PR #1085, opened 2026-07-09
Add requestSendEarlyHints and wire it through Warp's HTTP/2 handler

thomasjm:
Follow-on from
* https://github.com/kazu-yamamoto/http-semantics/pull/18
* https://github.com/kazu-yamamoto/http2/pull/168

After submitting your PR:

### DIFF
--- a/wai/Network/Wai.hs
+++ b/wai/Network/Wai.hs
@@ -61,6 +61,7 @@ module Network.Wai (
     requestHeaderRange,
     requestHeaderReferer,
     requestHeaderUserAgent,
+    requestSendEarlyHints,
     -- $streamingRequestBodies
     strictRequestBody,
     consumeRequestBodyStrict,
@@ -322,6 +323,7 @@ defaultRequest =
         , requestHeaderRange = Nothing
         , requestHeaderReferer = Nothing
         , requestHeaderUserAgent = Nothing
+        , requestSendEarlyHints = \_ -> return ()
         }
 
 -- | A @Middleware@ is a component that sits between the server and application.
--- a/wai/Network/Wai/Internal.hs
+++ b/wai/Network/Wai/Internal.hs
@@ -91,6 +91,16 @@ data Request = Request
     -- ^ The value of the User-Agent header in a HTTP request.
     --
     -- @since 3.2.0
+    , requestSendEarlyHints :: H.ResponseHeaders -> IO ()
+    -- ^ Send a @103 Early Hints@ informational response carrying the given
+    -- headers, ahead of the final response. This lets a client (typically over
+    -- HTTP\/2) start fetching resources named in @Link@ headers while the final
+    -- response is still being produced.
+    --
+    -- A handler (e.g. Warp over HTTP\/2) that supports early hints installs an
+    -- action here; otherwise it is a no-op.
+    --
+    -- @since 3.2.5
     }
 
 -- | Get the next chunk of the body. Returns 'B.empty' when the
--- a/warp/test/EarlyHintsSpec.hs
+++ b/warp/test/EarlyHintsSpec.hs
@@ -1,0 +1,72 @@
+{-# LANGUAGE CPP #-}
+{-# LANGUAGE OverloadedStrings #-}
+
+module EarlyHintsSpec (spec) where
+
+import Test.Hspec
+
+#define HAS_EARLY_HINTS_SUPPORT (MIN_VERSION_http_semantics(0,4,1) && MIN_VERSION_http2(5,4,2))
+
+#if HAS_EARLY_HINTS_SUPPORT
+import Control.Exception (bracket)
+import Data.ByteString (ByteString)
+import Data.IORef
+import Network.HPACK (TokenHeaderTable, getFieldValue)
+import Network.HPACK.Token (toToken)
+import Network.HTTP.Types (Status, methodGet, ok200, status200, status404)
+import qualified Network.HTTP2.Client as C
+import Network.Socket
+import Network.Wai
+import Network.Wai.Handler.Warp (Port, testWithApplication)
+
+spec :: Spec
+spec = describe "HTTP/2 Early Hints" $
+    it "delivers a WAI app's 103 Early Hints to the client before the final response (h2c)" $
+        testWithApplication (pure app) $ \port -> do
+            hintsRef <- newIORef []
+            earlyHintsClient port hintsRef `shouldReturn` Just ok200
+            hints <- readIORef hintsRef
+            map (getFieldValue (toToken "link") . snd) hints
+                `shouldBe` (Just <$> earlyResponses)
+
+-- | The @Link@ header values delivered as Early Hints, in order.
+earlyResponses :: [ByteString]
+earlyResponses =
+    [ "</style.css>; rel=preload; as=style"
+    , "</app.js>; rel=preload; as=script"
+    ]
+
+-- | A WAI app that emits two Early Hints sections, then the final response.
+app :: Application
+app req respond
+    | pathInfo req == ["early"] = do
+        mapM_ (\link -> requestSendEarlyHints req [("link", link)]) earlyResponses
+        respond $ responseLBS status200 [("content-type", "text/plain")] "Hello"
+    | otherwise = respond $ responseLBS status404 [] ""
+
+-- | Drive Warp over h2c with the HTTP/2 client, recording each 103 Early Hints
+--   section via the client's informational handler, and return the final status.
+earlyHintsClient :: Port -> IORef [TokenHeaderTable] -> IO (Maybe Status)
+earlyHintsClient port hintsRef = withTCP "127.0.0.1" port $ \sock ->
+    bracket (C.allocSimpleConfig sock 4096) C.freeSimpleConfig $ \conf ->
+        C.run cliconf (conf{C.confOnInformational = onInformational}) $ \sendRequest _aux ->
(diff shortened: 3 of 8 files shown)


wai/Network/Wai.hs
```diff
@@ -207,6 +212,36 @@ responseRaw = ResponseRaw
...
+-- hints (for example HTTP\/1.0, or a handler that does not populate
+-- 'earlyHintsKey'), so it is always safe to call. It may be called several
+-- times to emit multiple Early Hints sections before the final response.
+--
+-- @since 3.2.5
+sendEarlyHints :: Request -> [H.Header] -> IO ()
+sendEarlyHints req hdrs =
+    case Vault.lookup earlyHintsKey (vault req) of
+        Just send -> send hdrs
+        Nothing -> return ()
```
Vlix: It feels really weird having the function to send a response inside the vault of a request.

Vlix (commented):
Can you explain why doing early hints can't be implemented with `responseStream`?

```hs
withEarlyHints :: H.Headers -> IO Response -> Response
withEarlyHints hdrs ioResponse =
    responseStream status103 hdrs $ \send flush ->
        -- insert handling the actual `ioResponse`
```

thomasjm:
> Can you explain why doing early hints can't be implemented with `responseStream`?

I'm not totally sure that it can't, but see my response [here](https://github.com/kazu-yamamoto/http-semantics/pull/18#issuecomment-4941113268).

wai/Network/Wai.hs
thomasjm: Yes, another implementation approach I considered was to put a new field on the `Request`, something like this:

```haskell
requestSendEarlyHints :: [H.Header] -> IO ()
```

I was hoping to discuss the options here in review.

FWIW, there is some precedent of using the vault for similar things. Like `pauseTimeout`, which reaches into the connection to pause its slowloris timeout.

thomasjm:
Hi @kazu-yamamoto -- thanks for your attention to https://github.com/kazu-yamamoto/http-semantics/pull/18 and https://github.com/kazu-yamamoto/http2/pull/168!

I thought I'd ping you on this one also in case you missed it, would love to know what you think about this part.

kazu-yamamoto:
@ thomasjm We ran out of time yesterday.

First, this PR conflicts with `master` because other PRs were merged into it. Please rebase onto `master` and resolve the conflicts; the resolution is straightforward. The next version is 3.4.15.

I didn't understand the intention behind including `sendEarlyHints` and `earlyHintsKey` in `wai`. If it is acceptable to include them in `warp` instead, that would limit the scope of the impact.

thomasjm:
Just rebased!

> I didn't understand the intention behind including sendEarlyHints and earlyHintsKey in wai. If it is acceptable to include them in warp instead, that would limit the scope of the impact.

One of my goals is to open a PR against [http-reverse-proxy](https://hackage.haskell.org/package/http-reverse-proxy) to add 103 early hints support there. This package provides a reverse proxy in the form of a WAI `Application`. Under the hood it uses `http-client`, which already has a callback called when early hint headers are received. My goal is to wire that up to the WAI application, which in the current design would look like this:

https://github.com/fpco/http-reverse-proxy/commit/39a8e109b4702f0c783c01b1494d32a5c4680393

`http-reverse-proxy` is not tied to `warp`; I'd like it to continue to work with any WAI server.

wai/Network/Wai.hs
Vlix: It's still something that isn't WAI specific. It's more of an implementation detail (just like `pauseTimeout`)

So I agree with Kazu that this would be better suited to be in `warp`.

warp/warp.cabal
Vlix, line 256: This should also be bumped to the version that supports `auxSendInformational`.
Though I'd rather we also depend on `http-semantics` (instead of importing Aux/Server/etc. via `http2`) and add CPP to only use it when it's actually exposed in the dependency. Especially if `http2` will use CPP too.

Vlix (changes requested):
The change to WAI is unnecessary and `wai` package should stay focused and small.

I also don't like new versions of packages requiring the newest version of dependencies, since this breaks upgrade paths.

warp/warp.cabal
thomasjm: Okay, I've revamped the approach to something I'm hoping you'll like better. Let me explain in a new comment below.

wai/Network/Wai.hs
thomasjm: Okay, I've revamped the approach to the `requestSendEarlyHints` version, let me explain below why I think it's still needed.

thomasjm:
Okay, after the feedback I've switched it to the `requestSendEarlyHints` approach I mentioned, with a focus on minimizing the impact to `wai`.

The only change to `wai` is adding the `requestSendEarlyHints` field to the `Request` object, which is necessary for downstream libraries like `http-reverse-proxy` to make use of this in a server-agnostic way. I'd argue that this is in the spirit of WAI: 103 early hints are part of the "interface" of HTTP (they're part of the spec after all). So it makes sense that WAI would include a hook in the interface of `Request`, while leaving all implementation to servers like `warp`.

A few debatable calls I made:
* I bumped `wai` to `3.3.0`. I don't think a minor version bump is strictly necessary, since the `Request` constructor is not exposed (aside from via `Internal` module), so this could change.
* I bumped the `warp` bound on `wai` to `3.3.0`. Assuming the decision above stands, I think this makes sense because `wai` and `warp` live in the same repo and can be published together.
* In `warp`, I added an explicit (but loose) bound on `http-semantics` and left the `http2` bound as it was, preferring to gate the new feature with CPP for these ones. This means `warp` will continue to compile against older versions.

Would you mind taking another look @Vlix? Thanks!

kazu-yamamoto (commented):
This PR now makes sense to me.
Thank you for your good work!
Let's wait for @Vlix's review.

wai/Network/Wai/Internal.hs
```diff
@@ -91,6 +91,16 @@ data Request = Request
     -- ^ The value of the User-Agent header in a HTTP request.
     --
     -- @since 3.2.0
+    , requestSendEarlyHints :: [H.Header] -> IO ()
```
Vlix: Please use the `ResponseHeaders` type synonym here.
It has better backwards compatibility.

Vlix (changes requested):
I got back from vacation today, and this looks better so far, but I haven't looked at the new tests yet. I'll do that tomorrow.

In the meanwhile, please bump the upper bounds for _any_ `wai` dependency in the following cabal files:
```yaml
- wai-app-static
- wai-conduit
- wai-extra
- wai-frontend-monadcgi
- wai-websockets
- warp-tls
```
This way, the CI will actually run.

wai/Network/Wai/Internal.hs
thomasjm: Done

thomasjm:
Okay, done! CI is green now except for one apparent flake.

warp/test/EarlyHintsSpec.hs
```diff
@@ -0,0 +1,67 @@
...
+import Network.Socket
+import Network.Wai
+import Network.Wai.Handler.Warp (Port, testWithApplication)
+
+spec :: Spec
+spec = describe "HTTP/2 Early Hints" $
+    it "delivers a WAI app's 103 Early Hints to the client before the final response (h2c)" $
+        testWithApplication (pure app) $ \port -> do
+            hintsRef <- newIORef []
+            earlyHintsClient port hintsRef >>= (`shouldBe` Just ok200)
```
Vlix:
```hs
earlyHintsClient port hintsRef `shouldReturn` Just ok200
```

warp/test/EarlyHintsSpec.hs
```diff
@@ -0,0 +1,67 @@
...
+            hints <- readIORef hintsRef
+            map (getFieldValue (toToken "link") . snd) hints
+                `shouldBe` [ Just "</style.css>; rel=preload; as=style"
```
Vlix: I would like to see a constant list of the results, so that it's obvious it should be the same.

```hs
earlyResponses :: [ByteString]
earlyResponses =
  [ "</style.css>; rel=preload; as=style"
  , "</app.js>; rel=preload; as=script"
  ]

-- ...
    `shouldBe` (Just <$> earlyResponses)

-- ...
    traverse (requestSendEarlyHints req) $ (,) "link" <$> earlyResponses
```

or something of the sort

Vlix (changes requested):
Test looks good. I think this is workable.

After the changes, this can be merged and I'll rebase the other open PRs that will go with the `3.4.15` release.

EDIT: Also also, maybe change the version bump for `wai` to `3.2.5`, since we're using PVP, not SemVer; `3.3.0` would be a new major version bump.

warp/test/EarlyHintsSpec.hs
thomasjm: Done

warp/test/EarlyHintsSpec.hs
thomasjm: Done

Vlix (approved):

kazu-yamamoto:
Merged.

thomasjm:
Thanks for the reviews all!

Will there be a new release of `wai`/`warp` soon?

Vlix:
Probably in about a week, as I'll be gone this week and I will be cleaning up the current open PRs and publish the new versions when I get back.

☆ ☆ ☆ ☆ ☆

(What needs to be done) Starting at the line that contains "Okay, after the" and stopping after the line that contains "Vlix: Please use", write out every line exactly as it appears above, and no other line.

(The completed task)
Okay, after the feedback I've switched it to the `requestSendEarlyHints` approach I mentioned, with a focus on minimizing the impact to `wai`.

The only change to `wai` is adding the `requestSendEarlyHints` field to the `Request` object, which is necessary for downstream libraries like `http-reverse-proxy` to make use of this in a server-agnostic way. I'd argue that this is in the spirit of WAI: 103 early hints are part of the "interface" of HTTP (they're part of the spec after all). So it makes sense that WAI would include a hook in the interface of `Request`, while leaving all implementation to servers like `warp`.

A few debatable calls I made:
* I bumped `wai` to `3.3.0`. I don't think a minor version bump is strictly necessary, since the `Request` constructor is not exposed (aside from via `Internal` module), so this could change.
* I bumped the `warp` bound on `wai` to `3.3.0`. Assuming the decision above stands, I think this makes sense because `wai` and `warp` live in the same repo and can be published together.
* In `warp`, I added an explicit (but loose) bound on `http-semantics` and left the `http2` bound as it was, preferring to gate the new feature with CPP for these ones. This means `warp` will continue to compile against older versions.

Would you mind taking another look @Vlix? Thanks!

kazu-yamamoto (commented):
This PR now makes sense to me.
Thank you for your good work!
Let's wait for @Vlix's review.

wai/Network/Wai/Internal.hs
```diff
@@ -91,6 +91,16 @@ data Request = Request
     -- ^ The value of the User-Agent header in a HTTP request.
     --
     -- @since 3.2.0
+    , requestSendEarlyHints :: [H.Header] -> IO ()
```
Vlix: Please use the `ResponseHeaders` type synonym here.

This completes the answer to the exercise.